The Supreme Court of India ruled that Privacy is a Fundamental Right in a unanimous 9-0 ruling, finally addressing a long pending and much-debated issue, and in a way, addressing the issue of the relationship between the state and the citizen. This verdict essentially upholds the right to privacy of a citizen as primary, and thus limits the rights of the government/state to make laws/rules that infringe on these rights. This will have an impact on the ability of the state to conduct surveillance, and to force citizens to part with their data to the state. It means that if the state makes laws that infringe on privacy as a fundamental right, a citizen can challenge the government in court.

While the government has mooted a data protection law, and set up processes and committees for it, these are by no means an adequate substitute for a fundamental right.

We’ll have more details on the specific exceptions once the verdict is out.

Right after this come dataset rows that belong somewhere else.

PR #3545, opened 2026-09-10
Add opt-in SSH costs for Claude and Codex

wicolian:
## Summary

- Adds a default-off **Fetch costs from SSH devices** toggle with up to eight SSH config aliases.
- Combines explicitly selected same-account SSH boxes into each provider's existing Today/history totals.
- Stacks SSH contribution into the existing daily bars in a separately configurable color, including SSH-only days.
- Keeps Claude and Codex separate, marks incomplete combinations partial, and avoids presenting Mac-only model breakdowns as combined truth.
- Generalizes `cost --remote` and `--summary-only` to Claude, Codex, and both.
- Does not use or require Agent Sessions.

## Safety

- Uses system SSH with BatchMode, a five-second connect timeout, existing host-key trust, and no interactive prompts.
- Transfers bounded numeric summaries and daily buckets only; no transcripts, paths, model names, session IDs, account identifiers, or credentials.
- Limits remote daily history to the requested window with a hard 365-day ceiling and a 64 KiB output cap.
- Account sameness is an explicit local choice; copied/resumed logs on multiple machines can therefore double-count.
- Throttles normal refreshes to once per 15 minutes and clears in-memory reports when disabled.

## Live UI proof

Previous exact-branch proof of the combined Claude chart and configurable SSH color:

Live combined local and SSH cost chart

Previous exact-branch settings proof with `sandbox` selected while Agent Sessions remains independent:

Live SSH cost settings

## Current update

- Merged current upstream `main` at `2b7816493`; current head is `03f937c29`.
- Fixed both actionable review findings: remote-only history now opens from the outer availability gate, and a missing local snapshot is explicitly partial.
- Wired selected SSH cost data into the normal provider cards, Overview totals, and compact stacked history bars.
- Combined snapshots intentionally omit Mac-only model/project/session breakdowns, so a local Sonnet label cannot be mistaken for the SSH box's Opus/Fable activity.
- Fresh live `sandbox` provider-native 90-day payload:
  - Codex: today $368.5050352 / 480,603,369 tokens; 90 days $778.5565562 / 772,862,499 tokens.
  - Claude: today $433.74387855 / 642,943,632 tokens; 90 days $5,189.458752 / 8,525,889,441 tokens.
  - Both reports were complete.
- SwiftFormat and `git diff --check` pass. The first current-head CI lint run found one parameter-count violation; `03f937c29` removes it and the replacement CI run is pending.
[...]

PR #3700, opened 2026-09-17
fix(sessions): preserve SSH username case

steipete:
SSH destination deduplication lowercased the entire `user@host` string, dropping distinct case-sensitive Unix accounts such as `user@host` and `USER@host`.

Preserve the username through the final `@` and normalize only the hostname for comparison. Original destination strings, first-occurrence ordering, and rejection of options, whitespace, and control characters remain intact. The regression fails on main and now retains both users while still removing hostname-only duplicates.

Validation: all 12 Tailscale/session tests pass, `make check` passes with zero violations, and managed independent review is clean through P2. Tests use strings and fixtures; no SSH connections were made. Full repository CI is the landing gate.

Extracted from #3538/#3545 with @ECuteri's contribution preserved. The SSH cost-aggregation proposals remain open separately.


steipete:
The username-case repair is now on main through #3700, merged as b88c78718da1372c341dae2cde6d53b830a1c813. Destinations such as `user@host` and `USER@host` stay distinct, while hostname-only case differences still deduplicate.

The regression reproduced the missing destination before the fix. `make test-fast FILTER='TailscaleSessionTests|RemoteSession'` passed 12 tests; `make check` and independent P2 review passed. All macOS and Linux CI checks succeeded at https://github.com/steipete/CodexBar/actions/runs/35170771260. These were sanitizer fixtures; no SSH connections were made.

Thanks @ECuteri. This fixes only destination identity handling; the broader remote cost-report proposals in #3538 and #3545 remain open.

PR #3701, opened 2026-09-17
fix(providers): honor resolved terminal fetch errors

steipete:
An unavailable final Antigravity source could replace a useful earlier API, transport, or sign-in error when it stopped fallback. The pipeline had already selected the right error through its provider resolver, but its terminal return discarded that result.

Use the resolved error for terminal failures, matching exhausted fallback chains. Cancellation remains authoritative; routing and per-attempt diagnostics still receive each original error, and later substantive failures retain their existing precedence. This extracts the bounded repair from https://github.com/steipete/CodexBar/pull/3683; that broader proposal remains open.

Validation: reproduced 13 failing assertions before the fix; 110 tests in ProviderFetchErrorTests, AntigravityCLIHTTPSFetchStrategyTests, and supporting provider coverage now pass. `make check` reports zero violations. Independent P2 review is clean. Tests use synthetic strategies and injected transports; no live accounts, cookie imports, or Keychain reads were used.

Thanks @hhh2210 for the original proposal.


steipete:
The terminal-error repair is now on main through #3701, merged as e56bb5b201830e1fb3354bddb3bb08fee9d836dc. An unavailable final source now preserves the error selected by the existing provider policy, while cancellation and later substantive failures keep their existing precedence. Each source still records its original diagnostic.

Validation: `make test-fast FILTER='ProviderFetchErrorTests|AntigravityCLIHTTPSFetchStrategyTests|ProviderArchitectureGatekeeperTests'` passed 110 tests after reproducing 13 failing assertions on the prior implementation. `make check`, independent P2 review, and every macOS/Linux CI check passed: https://github.com/steipete/CodexBar/actions/runs/35173592826. All provider inputs were synthetic.

Thanks @hhh2210. This extracts only the terminal resolver repair; the broader first-error/per-source diagnostic proposal in #3683 remains open.

PR #3702, opened 2026-09-17
fix(codex): redact System Account menu labels

steipete:
The Codex System Account submenu displayed full email addresses even with Hide Personal Info enabled. Its title builder used raw account names while the neighboring account switcher already applied privacy labels.

Use the existing stable account-number and workspace-label rules for this submenu when privacy is on. When privacy is off, preserve the original display names exactly, including Personal and workspace discriminators. The value-only menu builder preserves item order, checked state, promotion targets, blocking, and submenu visibility.

Validation: the regression reproduced three failed assertions before the fix. `make test-fast FILTER='CodexSystemAccountPrivacy|CodexAccountSwitcherRedaction|ProviderArchitectureGatekeeper'` passed 56 tests. Signed native before/after captures use the production item builder with synthetic accounts; they demonstrate the email leak and the corrected menu. No saved settings, credentials, provider calls, or account promotion actions were used. `make check` passed with zero violations; final independent P2 review is clean. Full macOS/Linux CI is the landing gate.

This extracts the privacy repair from https://github.com/steipete/CodexBar/pull/3550; the broader switching redesign remains open. Thanks @zenibako.


steipete:
Hide Personal Info now applies to the Codex System Account submenu. These captures show the same synthetic accounts through the production item builder and a native NSMenu in a Developer ID signed, isolated test host. The checked and enabled states are identical; no account actions were invoked.

Before, with Hide Personal Info on:
Before: System Account submenu exposes synthetic emails

After, with Hide Personal Info on:
After: System Account submenu uses stable private labels

The value-only tests also cover privacy off, duplicate workspace labels, embedded email-like workspace text, stable numbering, promotion targets, blocked actions, and the existing submenu visibility rules. This is synthetic native-menu proof; it does not claim a live-account switching run.

steipete:
The existing System Account submenu now honors Hide Personal Info on main through #3702, merged as 141ecf642a97d9ce4dadfd70102a790eb24578a5. It uses stable private account labels while keeping promotion targets and menu state intact; privacy off retains the original display names.

Validation: `make test-fast FILTER='CodexSystemAccountPrivacy|CodexAccountSwitcherRedaction|ProviderArchitectureGatekeeper'` passed 56 tests. Signed synthetic native before/after proof is at https://github.com/steipete/CodexBar/pull/3702#issuecomment-5707505346. `make check`, final independent P2 review, and every macOS/Linux check passed: https://github.com/steipete/CodexBar/actions/runs/35174630916. The only integration conflict was in the changelog; source and test blobs remained unchanged.

Thanks @zenibako. This repairs the existing submenu's privacy omission; the broader account-switching redesign in #3550 remains open.

PR #3703, opened 2026-09-17
fix(cursor): stop retries for unconfirmed cost credentials

steipete:
Cursor cost refresh could enter an endless sequence of forced requests after a successful fetch whose cookie remained unconfirmed in the app's current account scope. Publication correctly rejected the result, but treated every rejection as a scope change that required an immediate replacement.

Distinguish unchanged credential mismatches from real account or settings changes. Unchanged mismatches leave accepted usage and error state intact, clear only the matching fetch metadata, and wait for the next normal or manual refresh. Genuine changes still retry, and a fetch that confirms its own initially unresolved cookie can publish immediately. Capture the cost-settings revision so cookie confirmation cannot mask a timezone change during the request.

Validation: 23 regression assertions reproduced the loop and timezone race before the fix. `make test-fast FILTER='CursorCostRefreshRetryTests|UsageStoreCoverageTests|UsageStoreLocalLedgerPublicationTests|CursorImportedSessionScanningTests|ProviderArchitectureGatekeeperTests'` passes 109 tests. `make check` reports zero violations; independent P2 review is clean. Fixtures use dictionary-backed settings, a no-op Keychain policy, per-store fingerprint readers and injected loaders; no live account or Keychain access is involved. Full macOS/Linux CI is the landing gate.

Related to #3249. This fixes the demonstrated cost-refresh scheduling defect; the report's broader Keychain diagnosis and historical Claude-refresh starvation remain unproven, so the issue stays open.


steipete:
The demonstrated Cursor cost retry loop is now fixed on main by #3703, merged as 5cf8cee2b5df21b9f01099ccea4fef955ebf09cb. A result with still-unconfirmed credentials remains unpublished, but unchanged account state no longer schedules an endless chain of forced requests. Accepted usage remains intact, normal/manual refreshes can retry, and real account or settings changes still get a replacement request. The same change prevents cookie confirmation from masking a cost-timezone change.

Validation: 109 focused tests passed across the new scheduling regressions, existing publication controls, imported-session tests and architecture checks. `make check`, independent P2 review and all macOS/Linux CI checks passed: https://github.com/steipete/CodexBar/actions/runs/35175271140. Tests used injected results and isolated stores rather than live accounts.

This addresses the reproducible cost scheduling defect in #3249. Its broader Keychain diagnosis and historical Claude-refresh starvation remain unproven, so #3249 stays open for those remaining symptoms.

PR #3704, opened 2026-09-17
Lead the shared usage card with spend

Chipagosfinest:
Scope note: the singular-caption fix that started here landed separately in #3706, so this PR is now
purely the presentation change.

## Before / after

Sparse card — 1 subscription, no model history:

| Before | After |
|---|---|
| before sparse | after sparse |

Dense card — 5 subscriptions, 3 models, `~$123,456.78`:

| Before | After |
|---|---|
| before dense | after dense |

Multi-currency — 3 currencies:

| Before | After |
|---|---|
| before multi | after multi |

## What changed

| | Before | After |
|---|---|---|
| Hero | token count at 104pt; spend at 32pt on the right | spend at 76pt; tokens at 42pt supporting |
| Baselines | two independently-spaced columns, labels on different lines | one `HStack`, same label / value / detail rhythm |
| "local / aggregate" | stated 4x: badge, "native currencies kept separate", "Only aggregate usage…", footer | stated once, in the footer |
| Header badge | `LOCAL SNAPSHOT` (duplicated the footer) | removed |
| Empty models column | a sentence floating at the top of the column | a row-shaped empty state matching the real rows |
| Secondary currencies | a bare "+N more" pointer | explicit per-currency totals via `ShareStatsFormatting.spendCoverage` |

Card size stays `1200x630` — it is an OG image and the ratio is load-bearing.

## What the renders settled

**Dense fits.** The `286pt` rankings reservation is load-bearing. An earlier revision of this branch
removed it, and since SwiftUI does not clip an oversize frame, five provider rows plus three model
rows would have pushed the footer out of the image. Restored, alignment only.

**The hero no longer scales.** `~$123,456.78` renders unscaled at 76pt. At the original 104pt it
needed roughly 660-780pt against 654pt of available width (`1200 - 104 padding - 52 spacing - 390
right column`), so the headline would have silently shrunk on realistic values. The 104pt slot
previously held `compactCount` output, at most six characters, so it never exercised
`minimumScaleFactor`.

**Two of my own earlier choices were wrong, and the renders caught both.** Centring the rankings
split the sparse card's empty space and put a gap under the divider that reads as a fault; top
alignment leaves one contiguous region that reads as absent content. And replacing `LOCAL SNAPSHOT`
with the period label put `30 DAYS` directly above `EST. 30-DAY SPEND` — one redundancy traded for
another, so the badge is gone entirely.

## Method, and its limit

`ShareStatsCardView` is a pure function of `ShareStatsPayload`, so these were produced by compiling
the view verbatim alongside the payload types and `ShareStatsFormatting` from each revision and
rendering through `ImageRenderer` at the card's own size. Only `UsageFormatter.currencyString` and
`SpendDashboardSource.scanDays` are stubbed, neither of which affects layout. Method and payloads are
recorded in `docs/research/share-card-layout.md`.

**These are not production-bundle renders** — the app was not built for them. The view code is
identical to this branch so layout and typography are faithful, but if you want output from a signed
build before merging, say so and I will produce it.

## Tests

- `spend coverage preserves secondary currency when subscriptions overflow` — single, dual and
  triple-currency cases pinning the exact coverage string.
- The caption pluralisation test now comes from main via #3706; the duplicate here was dropped.
- All 400 `ProviderArchitectureGatekeeperTests` line anchors re-verified: zero stale.


Chipagosfinest:
@clawsweeper re-review

Chipagosfinest:
@clawsweeper re-review

Chipagosfinest:
@clawsweeper re-review

steipete:
The singular subscription caption correction has landed in #3706, with 58 focused tests, green macOS/Linux CI, and inspected before/after production renders. The card now says “1 subscription” for a single included subscription.

This PR remains open for the larger presentation proposal. Thanks for contributing the formatter and identifying the caption issue.

Chipagosfinest:
Cross-link: [#3747](https://github.com/steipete/CodexBar/pull/3747) keeps retained top-model families on the shared card when a sibling USD provider is unpriced (the empty **TOP MODELS** column on current 0.61.0). Independent of this spend-first layout. Verified against installed 0.61.0.

@clawsweeper this is a related ranking fix, not a substitute for the layout proof here.

Chipagosfinest:
Added production-path proof: `Tests/CodexBarTests/ShareStatsLayoutProductionRenderTests.swift` renders the sparse/dense/multi payloads through `ShareStatsRenderer.pngData` (`NSHostingView`) — the literal path `ShareStatsExporter.saveImage`/`copyImage` use in production — instead of the standalone `ImageRenderer` harness `docs/research/share-card-layout.md` already disclaimed as non-production. Each PNG is asserted non-trivial (`> 10_000` bytes) so the test fails if the frame ever renders blank/degenerate, and the resulting images are committed under `docs/research/share-card-layout/assets/production-*.png` plus linked from the doc.

@clawsweeper re-review — this should close the outstanding proof gap.

Chipagosfinest:
Fixed the broken image links — `docs/research/share-card-layout.md` was linking `assets/production-*.png`, which resolves relative to `docs/research/` (where the doc lives), not `docs/research/share-card-layout/` where the images actually landed. Corrected to `share-card-layout/assets/production-*.png` and verified all three resolve on disk.

@clawsweeper re-review

steipete:
Thanks @Chipagosfinest for the layout work and rendering evidence. Retaining the current headline layout and closing this proposal. The new helper loses the second currency’s coverage, and the headline selects the first currency even when its spend is unavailable. The singular-caption fix already landed in #3706. A future spend-first design should explicitly handle token-only data and unequal currency coverage.

PR #3706, opened 2026-09-17
fix(share): use singular subscription captions

steipete:
Shared usage cards now say “1 subscription” when exactly one subscription is included. The existing caption uses the contributor's small pluralization formatter; zero/multiple subscriptions and the currency-overflow caption retain their previous text. The same synthetic card was rendered before and after with identical totals, provider rows, and reporting date.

This judgment is particularly significant, given that the government is setting up public repositories of personal data, with the ability for businesses to take data from them.

What happens next

Remember that the issue of whether Privacy is a fundamental right or not is separate from the Aadhaar cases, which contest the mandatoriness of Aadhaar, and the state’s collection of data and mass surveillance, from the perspective of Privacy as a fundamental right. From a legal perspective, this is now going to be mentioned to a smaller bench of the Supreme Court, which is going look into the issue of Aadhaar, on the basis of the Supreme Court judgment.

At present, there are two processes running in parallel, for determining the contours of data protection: a TRAI consultation, and a data protection committee from the MEITY. Apart from this, the Ministry has also apparently drafted a data protection bill. There are two other bills already in Parliament: Jay Panda has submitted his, and Shashi Tharoor (we’ve heard), is heard working on his.

How it all began

 “Violation of privacy doesn’t mean anything because privacy is not a guaranteed right” – Mukul Rohatgi, (now former) Attorney General of India. [source]

It began with the Aadhaar challenge in August 2015, where the basis of challenging the Aadhaar project was that of privacy as a fundamental right, apart from the denial of welfare to citizens, because of failure of biometrics or the absence of an Aadhaar number. Rohatgi had then focused its remarks on trying to get this case referred to a seven judge bench of the Supreme Court, saying that past judgments have indicated that there is no fundamental right to privacy, and any ruling to the contrary needs to be from a Supreme Court bench of greater numbers than the three judge bench by which this case is currently being  heard by.

This was the government’s ruse for buying time so that Aadhaar enrollment could be continued and accelerated, thus any delay would have rendered Aadhaar an fait accompli.

That’s exactly what happened. It took well over 700 days for the Supreme Court to even consider constituting a larger bench to decide on this issue, which it then did within a day.